PR #52, opened 2021-02-26
Implement shim fallback protocol

xnox:
With this change one can build gadget everywhere. As the required UC20 signed artefacts are pulled directly, rather than assumed to be available on the build host.

### DIFF
--- a/Makefile
+++ b/Makefile
@@ -69,11 +69,17 @@ all:
 	# And yet people try to rebuild this gadget snap
 	pull-lp-debs -a amd64 -D ppa --ppa ppa:canonical-foundations/uc20-staging-ppa shim-signed focal
 	dpkg-deb -x shim-signed_*.deb shim/
+	pull-lp-debs -a amd64 -D ppa --ppa ppa:canonical-foundations/uc20-staging-ppa shim focal
+	dpkg-deb -x shim_*.deb shim/
 	pull-lp-debs -a amd64 -D ppa --ppa ppa:canonical-foundations/uc20-staging-ppa grub-efi-amd64-signed focal || wget https://launchpad.net/~canonical-signing/+archive/ubuntu/uc20/+build/19903679/+files/grub-efi-amd64-signed_1.142.5+uc20.1+2.04-1ubuntu26.3_amd64.deb
 	dpkg-deb -x grub-efi-amd64-signed_*.deb grub/
 	cp shim/usr/lib/shim/shimx64.efi.dualsigned shim.efi.signed
+	cp shim/usr/lib/shim/fbx64.efi .
+	cp shim/usr/lib/shim/mmx64.efi .
+	cp shim/usr/lib/shim/BOOTX64.CSV .
 	cp grub/usr/lib/grub/x86_64-efi-signed/grubx64.efi.signed grubx64.efi
 
 install:
 	install -m 644 pc-boot.img pc-core.img shim.efi.signed grubx64.efi $(DESTDIR)/
+	install -m 644 fbx64.efi mmx64.efi BOOTX64.CSV $(DESTDIR)/
 	install -m 644 grub.conf $(DESTDIR)/
--- a/Makefile
+++ b/Makefile
@@ -64,8 +64,15 @@ all:
 	# BIOS boot partition must be defined with an absolute offset.  The
 	# particular value here is 2049, or 0x01 0x08 0x00 0x00 in little-endian.
 	/bin/echo -n -e '\x01\x08\x00\x00' | dd of=pc-core.img seek=500 bs=1 conv=notrunc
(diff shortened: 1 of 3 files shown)


xnox:
@superm1 so i'm finally getting around to adding proper shim fallback support. Such that on first boot ubuntu bootorder entry is populated and set as is typical. Because doing removable media path only does not work for a few usecases which have now been identified.

Ideally, I would make this compatible with the fwupd snap out of the box. As i do not want fwup to create boot entries, or to change bootorder. It can set BootNext and clear that only.

Where is the code for that? I.e. ideally i want to sign vendor and ship fwupd.efi with the UC20 signing key in the gadget and add the appropriate bootmenu entry for it in the BOOTX64.CSV file.

superm1:
@xnox the code to install and set all that up is here: https://github.com/fwupd/fwupd/blob/master/plugins/uefi-capsule/fu-uefi-bootmgr.c#L298

>Where is the code for that? I.e. ideally i want to sign vendor and ship fwupd.efi with the UC20 signing key in the gadget and add the appropriate bootmenu entry for it in the BOOTX64.CSV file.

So the potential challenge is if the "interface" between the EFI file ever changes then you suddenly can't use the snap unless the gadget is updated in tandem.  It's defined here: https://github.com/fwupd/fwupd/blob/master/plugins/uefi-capsule/efi/fwup-efi.h#L12
It hasn't changed since we subsumed fwupdate into fwupd 3 years ago, but I can't predict if the future we find a need to update it again.

bugraaydogar:
@xnox when should we expect the work to be completed? It is not possible to build a custom gadget within the current status of the repository. Currently, I will use the release version `20.20200210`

xnox:
> when should we expect the work to be completed?

I was going to merge this when we get back new shim, which is awaiting external action.

> It is not possible to build a custom gadget within the current status of the repository.

Yes it should be....

xnox:
> @xnox when should we expect the work to be completed? It is not possible to build a custom gadget within the current status of the repository. Currently, I will use the release version `20.20200210`

When building custom gadget, I recommend to use stage-snap of pc snap, then customize it further as needed. Please do not use the pc gadget's snapcraft.yaml itself.

xnox:
@anonymouse64 @chrisccoulson @mvo5 @pedronis For me to merge this, I will then have to also adjust bootchains in snapd's bootloader/grub.go right?

Cause now the chain can be either EFI/boot prefix or EFI/ubuntu prefix, in the grubRecoveryModeTrustedAssets..... depending on which revision of pc snap was used.

I guess I should fix the buildability of this snap, independent of the fallback change.

Makefile
```diff
@@ -64,9 +64,22 @@ all:
 	# BIOS boot partition must be defined with an absolute offset.  The
 	# particular value here is 2049, or 0x01 0x08 0x00 0x00 in little-endian.
 	/bin/echo -n -e '\x01\x08\x00\x00' | dd of=pc-core.img seek=500 bs=1 conv=notrunc
-	cp $(SNAPCRAFT_STAGE)/usr/lib/shim/shimx64.efi.dualsigned shim.efi.signed
-	cp $(SNAPCRAFT_STAGE)/usr/lib/grub/x86_64-efi-signed/grubx64.efi.signed grubx64.efi
+	# We must pull in dualsigned shim & grub with UC20 signature
+	# Do it by hand, as snapcraft doesn't have support for PPA archives yet
+	# And yet people try to rebuild this gadget snap
```
anonymouse64, line 69: but we do now have ppa support in snapcraft.yaml proper, it is non-experimental and in the stable channel available everywhere

anonymouse64 (changes requested):
We can use external repositories (i.e. PPA's) in snapcraft.yaml properly now, I think we should do that instead

Makefile
anonymouse64: example: https://github.com/snapcore/pi-gadget/pull/73

xnox:
@mvo5 @chrisccoulson @sil2100 i thought we can use shim fallback by default on first boot. Will that still work correctly with resealing? This pull request has been pending for UC20 since forever. Should we try to land this into UC22?

Makefile
xnox: Actually we can't use package-repositories here, because we must pin to UC20 signing key binaries, and the version numbers of those in the UC20 ppa and the primary archive can be the same. Or like primar archive be ahead. And there is no pinning support. Thus direct pulls like that are best at the moment.

xnox:
I feel this should be added to UC22 first and see how much stuff breaks.

Makefile
anonymouse64: does package-repositories not support pinning to the version you need and specifying to use the version from the PPA over the main archive? if not, sounds like it should support that

xnox: it does not currently have an option to specify a pin priority.

xnox:
Requires https://github.com/snapcore/snapd/pull/11448

xnox:
i'm not working on this currently.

**Exercise**. Please copy every line of the data that carries the string "foundations".

**Answer area**.
 	pull-lp-debs -a amd64 -D ppa --ppa ppa:canonical-foundations/uc20-staging-ppa shim-signed focal
+	pull-lp-debs -a amd64 -D ppa --ppa ppa:canonical-foundations/uc20-staging-ppa shim focal
 	pull-lp-debs -a amd64 -D ppa --ppa ppa:canonical-foundations/uc20-staging-ppa grub-efi-amd64-signed focal || wget https://launchpad.net/~canonical-signing/+archive/ubuntu/uc20/+build/19903679/+files/grub-efi-amd64-signed_1.142.5+uc20.1+2.04-1ubuntu26.3_amd64.deb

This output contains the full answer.